The full data must be written out exactly, with every line included.

(Collected data entries)
*** Block opens ***

PR #415, opened 2022-01-03
Check for missing seq assay id in the assay information file

thomasyu888:
The code pulls from the sample clinical database and checks the assay information file against it to see if there are any missing SEQ_ASSAY_IDs.   There are a couple unfortunate parts about this not being a cross file check but a check against the database:

1. The clinical database could not be updated with the newest clinical file
2. If the assay information isn't changed, validation won't be triggered for it. This means, we will have to manually trigger its validation.

This is the error message:
```
ERROR:genie.validate:Assay_information.yaml: You are missing SEQ_ASSAY_IDs: VICC-01-D2, VICC-01-T4B, VICC-01-T6B, VICC-01-DX1
```


genie_registry/assay.py
```diff
@@ -135,6 +137,26 @@ def _validate(self, assay_info_df):
                 total_error += \
                     ("Assay_information.yaml: Please make sure your all your "
```
hhunterzinck: extra 'your' in error message

genie_registry/assay.py
```diff
@@ -144,18 +144,20 @@ def _validate(self, assay_info_df, project_id):
...
+                f"select distinct(SEQ_ASSAY_ID) as seq from {sample_synid} "
+                f"where CENTER = '{self.center}'"
             )
             uniq_seq_df = uniq_seq_table.asDataFrame()
             # These are all the SEQ_ASSAY_IDs that are in the clinical database
             # but not in the assay_information file
-            missing_seqs = uniq_seq_df['uniq_seq'][
-                ~uniq_seq_df['uniq_seq'].isin(all_seq_assays)
+            missing_seqs = uniq_seq_df['seq'][
+                ~uniq_seq_df['seq'].isin(all_seq_assays)
```
hhunterzinck, line 154: Are the elements of all_seq_assays guaranteed to be an exact match (capitalization, hyphen versus underscore) to values in the sample file?

hhunterzinck (approved):

genie_registry/assay.py
thomasyu888: It is up to the sites themselves to format their SEQ_ASSAY_IDs correctly, so if their seq assay ids don't match whats in the clinical file, then it should probably fail.

genie_registry/assay.py
```diff
@@ -135,6 +137,28 @@ def _validate(self, assay_info_df):
                 total_error += \
                     ("Assay_information.yaml: Please make sure your all your "
```
thomasyu888:
```suggestion
                    ("Assay_information.yaml: Please make sure all your "
```

PR #547, opened 2024-01-15
[GEN-1078] HOTFIX: Add in new known string columns as MSK added new columns into maf file

thomasyu888:
Note: This PR is being merged into main to enable processing.

**Problem**

The first 5000 rows of file do not always contain the correct dtype

**Solution**
Set the known string columns to be string type so that the code doesn't try to convert string to integer


Chelsea-Na (approved):
If possible we should probably explore how we can ignore casing on column headers when we’re reading in the data frame (or an alternative solution) so we don’t face the “transcription” or “TRANSCRIPTION” issue. 

We should also discuss if it is possible to only read in specific columns when reading in the data frame in pandas.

*** Block closes ***

▶ [THE ANSWER]
PR #415, opened 2022-01-03
Check for missing seq assay id in the assay information file

thomasyu888:
The code pulls from the sample clinical database and checks the assay information file against it to see if there are any missing SEQ_ASSAY_IDs.   There are a couple unfortunate parts about this not being a cross file check but a check against the database:

1. The clinical database could not be updated with the newest clinical file
2. If the assay information isn't changed, validation won't be triggered for it. This means, we will have to manually trigger its validation.

This is the error message:
```
ERROR:genie.validate:Assay_information.yaml: You are missing SEQ_ASSAY_IDs: VICC-01-D2, VICC-01-T4B, VICC-01-T6B, VICC-01-DX1
```


genie_registry/assay.py
```diff
@@ -135,6 +137,26 @@ def _validate(self, assay_info_df):
                 total_error += \
                     ("Assay_information.yaml: Please make sure your all your "
```
hhunterzinck: extra 'your' in error message

genie_registry/assay.py
```diff
@@ -144,18 +144,20 @@ def _validate(self, assay_info_df, project_id):
...
+                f"select distinct(SEQ_ASSAY_ID) as seq from {sample_synid} "
+                f"where CENTER = '{self.center}'"
             )
             uniq_seq_df = uniq_seq_table.asDataFrame()
             # These are all the SEQ_ASSAY_IDs that are in the clinical database
             # but not in the assay_information file
-            missing_seqs = uniq_seq_df['uniq_seq'][
-                ~uniq_seq_df['uniq_seq'].isin(all_seq_assays)
+            missing_seqs = uniq_seq_df['seq'][
+                ~uniq_seq_df['seq'].isin(all_seq_assays)
```
hhunterzinck, line 154: Are the elements of all_seq_assays guaranteed to be an exact match (capitalization, hyphen versus underscore) to values in the sample file?

hhunterzinck (approved):

genie_registry/assay.py
thomasyu888: It is up to the sites themselves to format their SEQ_ASSAY_IDs correctly, so if their seq assay ids don't match whats in the clinical file, then it should probably fail.

genie_registry/assay.py
```diff
@@ -135,6 +137,28 @@ def _validate(self, assay_info_df):
                 total_error += \
                     ("Assay_information.yaml: Please make sure your all your "
```
thomasyu888:
```suggestion
                    ("Assay_information.yaml: Please make sure all your "
```

PR #547, opened 2024-01-15
[GEN-1078] HOTFIX: Add in new known string columns as MSK added new columns into maf file

thomasyu888:
Note: This PR is being merged into main to enable processing.

**Problem**

The first 5000 rows of file do not always contain the correct dtype

**Solution**
Set the known string columns to be string type so that the code doesn't try to convert string to integer


Chelsea-Na (approved):
If possible we should probably explore how we can ignore casing on column headers when we’re reading in the data frame (or an alternative solution) so we don’t face the “transcription” or “TRANSCRIPTION” issue. 

We should also discuss if it is possible to only read in specific columns when reading in the data frame in pandas.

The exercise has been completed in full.